Coinin hmmms, "Why should evil be equal to good? If there is an equal amount of good and evil in this world doesn't that logically show that good doesn't overcome it?"
"Why are you trying to apply the idea of good and evil to the world itself?" asks Niyt. "Are the seasons good or evil? They simply are. They do not decide, as we do; they act according to their primal natures, and those natures are in balance. We are the ones who think, and believe, and act for good or for evil."
Coinin shakes his head, "I'm not trying to apply the concept of good and evil to the unthinking and unfeeling world. What I am trying to point out is that the notion of balance is flawed at best when it comes to the idea that there has to be a balance of good and evil."
Niyt smiles. "Some things must be balanced. For every birth, there must be a death. For every summer, there must be a winter. Some things do not. A life of joy does not mean a life of sorrow elsewhere."
Coinin smiles and shakes his head, "Niyt. I don't think we are going to find agreement on this." he says to her honestly.
"You have a voice you listen to," says Niyt with a smile. As she said long ago, near the beginning of this conversation. "You have things you believe. I have no desire to convert you. You have asked me questions; I have answered them, as best I can."
Coinin smiles, "I wouldn't call it a voice, but I suppose that is sufficent." he says to her. He can certainly see that she is intelligent at any rate which is nice. Most others he has had similar conversations with grew frustrated and simply stormed off or became irritable and attempted to fight about it.
"You have things you believe," Niyt repeats. "If they satisfy you, and you are pleased by them, enjoy them." She smiles, and then adds, "It doesn't matter to the wind if you have faith in it or not."

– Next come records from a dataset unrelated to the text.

PR #5167, opened 2022-04-27
Make "MenuPlacer" component customizable and switchable.

kkamik:
I need to redefine the component "MenuPlacer" because I have issue with viewHeight
https://github.com/JedWatson/react-select/blob/master/packages/react-select/src/components/Menu.tsx#L78

In my case, the Select component renders inside scrollable container that have 50vh, and `const viewHeight = window.innerHeight` is a problem for my case.

I think make customizable MenuPlacer is the easiest way to fix it.


eugene-platov:
LGTM

needpower:
Good for me also 👍

kkamik:
@Rall3n @Methuselah96 Could you review PR?

kkamik:
> To be clear, it seems like the issue you're describing is actually a bug, is that correct?

Correct.

> Would using the height of the scroll parent when the menu is not using fixed positioning ([like this](https://github.com/JedWatson/react-select/pull/4913/files#diff-0b70b19d504021d4f2acd88c29ed2b3447116a02bf1679653779da6206db85dcR79-R81)) work for you?

I guess it can help.

>  If so, I wonder if it would be better to merge specifically that change since it seems like an improvement to the status quo while we still work on more fully fixing menu positioning by switching to Popper.

@Methuselah96 So, let's merge it :)

Methuselah96:
https://github.com/JedWatson/react-select/pull/5177

PR #5173, opened 2022-05-01
Fix : color issue with Dropdown indicator on Menu open

rohanvachheta:
- There was issue with one of the examples from https://react-select.com/components page where the dropdown indicator was getting grey color and due to which it wasn't seem good. Just fix that issue here with adding the valid color.

Screenshot (36)


rohanvachheta:
@Rall3n Could you review/merge this PR?

Issue #5159, opened 2022-04-20
docs(Sortable MultiSelect): replace react-sortable-hoc example by dnd-kit or another


SFromentarius:
In docs (Advanced) in **Sortable MultiSelect**, your advising to use `react-sortable-hoc`:
https://github.com/JedWatson/react-select/blob/fe7dab371290b87c425d9036b66febcf4d1beead/docs/pages/advanced/index.tsx#L51

But it's no longer recommended, from the lib itself:
https://github.com/clauderic/react-sortable-hoc#%EF%B8%8F-important-notice-for-new-consumers

They suggest to look on [`dnd-kit`](https://github.com/clauderic/dnd-kit) side.

Methuselah96:
Thanks for the issue, we should indeed update that example. Feel free to make a pull request if you have time.

SFromentarius:
Well noted, I'll see if I have time :)

codercodingthecode:
Opened a pr for this issue
https://github.com/JedWatson/react-select/pull/5212

PR #5212, opened 2022-06-02
Update the Sortable Multiselect component documentation

codercodingthecode:
This PR address the documentation for the Sortable Multiselect Component example. 
Due to the deprecation of the old Library [react-sortable-hoc](https://www.npmjs.com/package/react-sortable-hoc), recommended the use of the DnD-Kit library.

## Included in this PR.
- Add and use DnD-Kit Library
- Update documentation for Sortable Multiselect
- Update the sample array to add an id property
- Remove the old library.

## Address 
this issue https://github.com/JedWatson/react-select/issues/5159

## Sample using DnD
Kapture 2022-06-01 at 23 47 25


docs/data.ts
```diff
@@ -1,22 +1,23 @@
...
+  { id: 1, value: 'ocean', label: 'Ocean', color: '#00B8D9', isFixed: true },
+  { id: 2, value: 'blue', label: 'Blue', color: '#0052CC', isDisabled: true },
+  { id: 3, value: 'purple', label: 'Purple', color: '#5243AA' },
+  { id: 4, value: 'red', label: 'Red', color: '#FF5630', isFixed: true },
+  { id: 5, value: 'orange', label: 'Orange', color: '#FF8B00' },
+  { id: 6, value: 'yellow', label: 'Yellow', color: '#FFC400' },
+  { id: 7, value: 'green', label: 'Green', color: '#36B37E' },
+  { id: 8, value: 'forest', label: 'Forest', color: '#00875A' },
+  { id: 9, value: 'slate', label: 'Slate', color: '#253858' },
+  { id: 10, value: 'silver', label: 'Silver', color: '#666666' },
```
Rall3n, line 20: Using the already unique `value` as the `id` would be better IMO.

Rall3n (changes requested):
If `dnd-kit` is a replacement for `react-sortable-hoc`, then I would like the example to behave the same as with the latter.

It is currently very restrictive in comparison and cancels the drag if moving too far right.

immasandwich:
Got this working to match the existing documentation with the following changes:

1. Use `ValueContainer` instead of `MultiValueContainer` as the droppable area, and ensure that you apply `flex-grow: 1` styling to it so it consumes the maximum width of the React Select component.
2. Use `closestCorners` as the collision detection algorithm (on the `DndContext` component)

Thanks for doing most of the leg work!

dacarmor:
Hello, how is this matter? Is there any forecast to integrate the changes?

docs/examples/MultiSelectSort.tsx
```diff
@@ -1,92 +1,119 @@
...
 
-export default function MultiSelectSort() {
-  const [selected, setSelected] = React.useState<readonly ColourOption[]>([
+const MultiSelectSort = () => {
+  const [selected, setSelected] = React.useState<ColourOption[]>([
     colourOptions[4],
     colourOptions[5],
   ]);
 
   const onChange = (selectedOptions: OnChangeValue<ColourOption, true>) =>
```
jacobsfletch, line 79: `onChange` should be a `useCallback` function, like this: 

```js
const onChange = useCallback((selectedOptions: OnChangeValue<ColourOption, true>) => {}, [])
```

docs/examples/MultiSelectSort.tsx
```diff
@@ -1,92 +1,119 @@
...
+    setSelected([...selectedOptions]);
 
-  const onSortEnd: SortEndHandler = ({ oldIndex, newIndex }) => {
-    const newValue = arrayMove(selected, oldIndex, newIndex);
-    setSelected(newValue);
-    console.log(
-      'Values sorted:',
-      newValue.map((i) => i.value)
-    );
+  const onSortEnd = (event: DragEndEvent) => {
```
jacobsfletch, line 82: `onSortEnd` should be a `useCallback` function, like this (and maybe rename it `onDragEnd`: 

```js
const onDragEnd = useCallback((event: DragEndEvent)=> {}, [])
```

carlesgomalb: Is there any way I can do this? I tried to get it done in @codercodingthecode repository but i don't have permissions, neither in this repository.

codercodingthecode: Open a pr against that repo and we’ll update here.

codercodingthecode:
I’m no longer using this feature at work. So, I’d like to know if there’s is any interest in moving this forward before I put more of my time into it.
To anyone wanting to contribute, open a pr against current branch and will update here. 
I will resolve the current conflicts for now.

docs/examples/MultiSelectSort.tsx
carlesgomalb: done! #https://github.com/codercodingthecode/react-select/pull/1

oscarjg (approved):

codercodingthecode:
resolving conflicts after work today.

codercodingthecode:
can someone look into the CI Pipeline?

carlesgomalb (approved):

chrissysemens:
Hi, I have a few issues trying to use this example:

MultiValue is returning JSX and not components.MultiValue directly and so I receieve a type error:
image

Also, there's a distance prop being passed to Select which is not expected?

image

NotDemonix:
I suggest to remove `strategy={horizontalListSortingStrategy}`, works the same and is better if the component goes into 2 lines.
Next thing to change is `transform: CSS.Transform.toString(transform),` into `transform: CSS.Translate.toString(transform),`, this fixes the issue of element width if we have 2 diffrent widths for options. Would open a pr but it doesn't let me.

NotDemonix:
`distance={4}` doesn't seem to be doing anything

KubaBir:
For anyone looking to use this. There is a problem with using it on mobile which can be resolved by adding 
`touchAction: 'none'` to `MultiValue` styles

```
const MultiValue = (props: MultiValueProps<Item>) => {
  const onMouseDown: MouseEventHandler<HTMLDivElement> = (e) => {
    e.preventDefault()
    e.stopPropagation()
  }
  const innerProps = { ...props.innerProps, onMouseDown }
  const { attributes, listeners, setNodeRef, transform, transition } = useSortable({
    id: props.data.value,
  })
  const style = {
    transform: CSS.Translate.toString(transform),
    transition,
    touchAction: 'none',
  }

  return (
    <div style={style} ref={setNodeRef} {...attributes} {...listeners}>
      <components.MultiValue {...props} innerProps={innerProps} />
    </div>
  )
}
```

https://docs.dndkit.com/api-documentation/sensors/pointer#touch-action

orbtl:
This isn't exactly an issue that was raised here, but for future visitors that may have had the issue I ran into:

When using dnd-kit with react-select (specifically in my case with `AsyncCreateableSelect`), after dragging selected options to re-order, the focus behaved very strangely.  The active element remained correct (the input element), but the caret was removed so no further typing was possible until a user blurred and then re-focused the element.

It seems like dnd-kit's sensors attach a `selectionchange` listener that calls `document.getSelection().removeAllRanges()` on a 50ms delay after drags end, which was removing the selection/clearing the input caret.

The solution was to override the `removeTextSelection` implementation on the dnd-kit sensors.

So I added something like:
```
export class CaretPreservingMouseSensor extends MouseSensor {
  removeTextSelection() {}
}

export class CaretPreservingTouchSensor extends TouchSensor {
  removeTextSelection() {}
}
```

And then used those sensors instead of the base sensors in my `useSensors` call:
```
  const sensors = useSensors(
    useSensor(CaretPreservingMouseSensor, {activationConstraint: {distance: 4}}),
    useSensor(CaretPreservingTouchSensor, {activationConstraint: {distance: 4}}),
  );

  {...etc}
  <DndContext
          sensors={sensors}
  {...etc}
  />
```

This prevented the 50ms delayed text selection removal being applied and fixed the issue

PR #5246, opened 2022-06-27
Fix re-focus of component in Firefox if being disabled while focused

### LINKED ISSUE #4906: ValueContainer loose click event after isDisabled state
## Are you reporting a bug or runtime error?

A bug.

## Explanation
An `isDisabled` property is dynamically set then deactivated on a bare select.   
After it being deactivated, the value container (`ValueContainer`) can't receive any click events, or at least does not have any effect anymore (opening menu, etc), while the dropdown indicator still can...   
Focusing out of the select, then clicking again works as expected.   

## Reproduction
See https://codesandbox.io/s/smoosh-cloud-3mqis?file=/src/App.js

## Versions
`react-select@latest` as well as `4.x`

Rall3n:
Fixes #4906.

As explained in https://github.com/JedWatson/react-select/issues/4906#issuecomment-1068329821, Firefox does not fire blur if component becomes disabled while focused.

When re-enabling, Firefox by default re-focuses the component without firing the focus event, causing in the focused state not being properly set.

Coinin chuckles, "Well I suppose Niyt that if I'm right then I'm right and I'll be just fine. But if I'm wrong I suppose I will never know. I suppose the reverse is true as well."
Niyt laughs, and pads closer to the river, where the wind blows more strongly. She lets it ruffle through her fur for a few moments, then turns her head back. "Does it even matter? The sun still rises, the rain still falls. You have a life. Make the most of it, no matter what you believe."

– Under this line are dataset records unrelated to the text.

PR #5430, opened 2022-10-25
Fix focused option if `defaultMenuIsOpen` is set

### LINKED ISSUE #4013: 3.1.0: Selected value not focused/visible when using defaultMenuIsOpen or menuIsOpen
Example: https://codesandbox.io/s/zealous-leaf-58ett?file=/src/index.js

@Tirzono Here you go, thanks for looking at this

Rall3n:
Fix #4013

This PR fixes the behaviour around `defaultMenuIsOpen` so that the selected option is visible on mount.

### DIFF
--- a/packages/react-select/src/Select.tsx
+++ b/packages/react-select/src/Select.tsx
@@ -623,6 +623,13 @@ export default class Select<
     this.instancePrefix =
       'react-select-' + (this.props.instanceId || ++instanceId);
     this.state.selectValue = cleanValue(props.value);
+
+    // Set focusedOption if menuIsOpen is set on init (e.g. defaultMenuIsOpen)
+    if (props.menuIsOpen && this.state.selectValue.length) {
+      const focusableOptions = this.buildFocusableOptions();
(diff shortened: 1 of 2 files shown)


packages/react-select/src/Select.tsx
```diff
@@ -623,6 +623,13 @@ export default class Select<
     this.instancePrefix =
       'react-select-' + (this.props.instanceId || ++instanceId);
     this.state.selectValue = cleanValue(props.value);
+
+    // Set focusedOption if menuIsOpen is set on init (e.g. defaultMenuIsOpen)
+    if (props.menuIsOpen && this.state.selectValue.length) {
+      const focusableOptions = this.buildFocusableOptions();
+      const optionIndex = focusableOptions.indexOf(this.state.selectValue[0]);
```
Rall3n, line 630: Object equality should not be a problem at this point as this happens before mount.
But could still be changed to compare values instead.

lukebennett88 (approved):

PR #5431, opened 2022-10-26
Change `class` components to `functional` components

nderkim:


packages/react-select/src/components/Menu.tsx
```diff
@@ -594,23 +599,12 @@ export const MenuPortal = <
...
     coercePlacement(menuPlacement)
   );
   const [computedPosition, setComputedPosition] =
     useState<ComputedPosition | null>(null);
 
-  // callback for occasions where the menu must "flip"
-  const getPortalPlacement = useCallback(
-    ({ placement: updatedPlacement }: CalculatedMenuPlacementAndHeight) => {
-      // avoid re-renders if the placement has not changed
-      if (updatedPlacement !== placement) {
```
nderkim, line 607: I don't think we need this check because React knows to bail out if the value did not change.

packages/react-select/src/animated/transitions.tsx
```diff
@@ -72,93 +66,62 @@ interface CollapseProps {
...
-export class Collapse extends Component<CollapseProps, CollapseState> {
-  duration = collapseDuration;
-  rafID?: number | null;
-  state: CollapseState = { width: 'auto' };
-  transition: { [K in TransitionStatus]?: CSSProperties } = {
-    exiting: { width: 0, transition: `width ${this.duration}ms ease-out` },
-    exited: { width: 0 },
-  };
-  nodeRef = createRef<HTMLDivElement>();
+export const Collapse = ({ children, in: _in, onExited }: CollapseProps) => {
```
jossmac, line 72: I assume that `in` is from "react-transition-group"—reserved word for a prop was such a bad idea...

nderkim: agreed 🥲

packages/react-select/src/animated/transitions.tsx
```diff
@@ -72,93 +66,62 @@ interface CollapseProps {
...
+        if (!current) return;
+        onExited?.(current);
+      }}
+      timeout={collapseDuration}
+      nodeRef={ref}
+    >
+      {(state) => (
+        <div
+          ref={ref}
+          style={{
```
jossmac, line 112: Nit: Could the nested ternaries be against an object with state keys, or some `getStyleFromState` fn with a switch?

packages/react-select/src/components/Menu.tsx
```diff
@@ -55,10 +55,10 @@ interface PlacementArgs {
 }
 
 export function getMenuPlacement({
-  maxHeight,
+  maxHeight: desiredMaxHeight,
```
jossmac, line 58: Glad these are now differentiated! I think "desired" isn't quite right, though. Maybe `preferredX` or `consumerX`?

packages/react-select/src/components/Menu.tsx
```diff
@@ -294,76 +294,81 @@ export const menuCSS = <
...
-  getPortalPlacement:
-    | ((menuState: CalculatedMenuPlacementAndHeight) => void)
-    | null;
-}>({ getPortalPlacement: null });
-
-interface MenuState {
-  placement: CoercedMenuPlacement | null;
-  maxHeight: number;
-}
+const PortalPlacementContext =
```
jossmac, line 297: Declaring `undefined` feels weird. Could this be:

```tsx
createContext<CtxType | undefined>()

// OR

createContext<CtxType | null>(null)
```

packages/react-select/src/components/Menu.tsx
```diff
@@ -294,76 +294,81 @@ export const menuCSS = <
...
+  } = props;
 
-    if (!ref) return;
+  const { setPortalPlacement } = useContext(PortalPlacementContext) || {};
+  const ref = useRef<HTMLDivElement | null>(null);
+  const [maxHeight, setMaxHeight] = useState(maxMenuHeight);
+  const [placement, setPlacement] = useState<CoercedMenuPlacement | null>(null);
+
+  useLayoutEffect(() => {
+    const { current } = ref;
```
jossmac, line 329: Nit: destructuring doesn't offer a lot of value here, prefer meaningful variable name e.g.

```jsx
useLayoutEffect(() => {
  const menuEl = ref.current
  if (!menuEl) return

  const state = getMenuPlacement({
    menuEl,
    ...
  })
})
```

packages/react-select/src/components/Menu.tsx
```diff
@@ -294,76 +294,81 @@ export const menuCSS = <
...
+  ]);
 
-    return children({
-      ref: this.getPlacement,
-      placerProps: this.getUpdatedProps(),
-    });
-  }
-}
+  return (
+    <Fragment>
```
jossmac, line 360: I get why this is here, but I think it's a mistake in our types 🤔 For another day:

```diff
export interface MenuPlacerProps {
-  children: (childrenProps: ChildrenProps) => ReactNode
+  children: (childrenProps: ChildrenProps) => ReactElement
}
```

packages/react-select/src/components/Menu.tsx
```diff
@@ -690,7 +684,7 @@ export const MenuPortal = <
   );
 
   return (
-    <PortalPlacementContext.Provider value={{ getPortalPlacement }}>
+    <PortalPlacementContext.Provider value={{ setPortalPlacement }}>
```
jossmac, line 687: State setters are equal between renders, but the object will be created each time. Might be worth memoizing to reduce consumer re-renders?

```tsx
const context = useMemo(() => ({ setPortalPlacement }), [setPortalPlacement])

return <PortalPlacementContext.Provider value={context} />
```

nderkim: nice catch! 🎉

jossmac (approved):
Couple of nit comments, but LGTM 🚀

Issue #5434, opened 2022-10-26
Documentation: Unacceptably low contrast on view sample source button


judfs:
For https://react-select.com/home:

Even drawing a giant red circle around it, its easy to look at this screenshot and not realize this button exists.
![image](https://user-images.githubusercontent.com/39133604/198116215-28b28cf5-a001-41ab-af53-26e7e989aa17.png)

I just spent a bunch of time trying to understand things in devtools because I had no clue this button existed.

There is no need de-emphasis the button blocks when not hovered, but `opacity: 0.2;` is absolutely not ok.

lukebennett88:
Thanks for raising this @judfs. I fully agree with you. 
We're planning to improve the docs soon, but in the meantime as a quick fix, I've opened a PR to improve the contrast: 
- https://github.com/JedWatson/react-select/pull/5436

Coinin shakes his head, "Well I think it matters in the end, but I can see where coming from your point of view it probably wouldn't. But like I said if I'm wrong and you're right I'll never know. I agree with you about making the most of life."
Niyt lowers her head to the water, and takes another drink. "Belief is a tangled thing, sometimes. Easy to argue about. Less easy to understand. Actions are the clearer thing. If your belief guides you to good actions, I will call it good, though I do not share it."
Coinin didn't really view this as an argument, but rather more like a conversation, "Well I will certainly agree with you that it can be a very tangled subject. Still I think it is useful to discuss."
Niyt lifts up her head, quirked to the side. "Is it? What use does it have? It neither feeds us nor gives us shelter from the rain. Perhaps it comforts us. Perhaps it guides us to act. But perhaps it delays us, or makes us afraid or angry." She smiles. "I do not regret this discussion, but I do not see the usefulness."
Coinin - male wolf
Niyt - female wolf of Cerulean
Coinin has now had the chance to explore around a bit. He went on a little side trip around a day or so ago to familiarize himself with the land and who lives where. He found out that there are some foxes and coyotes that live not to far away and also found some deer. The deer had followed his scent here and he had attempted to bring one of them down unsucessfully. He also has had the chance now to meet with Lexus and found him to be a decent sort of wolf. Truth be told all of the wolves he has met here seem decent enough. At the moment he is resting peacefully near the river. The weather has definitely taken a cold turn and winter will most certainly be upon us soon enough.
Niyt has been busy, in this time. Running messages from here to there, gathering together those wolves that will make up the expedition to save the Ute pup. They're nearly ready to depart, and for the moment, there's nothing more she can do. So she finds herself headed toward the river. Perhaps the fish are active again today. Or perhaps she'll simply have a drink, as she approaches the water to do.
Coinin lifts his head from his paws when he hears Niyt approaching. He hasn't seen her around for a few days, but he figures that she probably has pleanty on her mind and pleanty to do besides, "Hello." he says. He does find himself wondering how she manages to get herself around as well as she does without tripping over a hole or falling over branches.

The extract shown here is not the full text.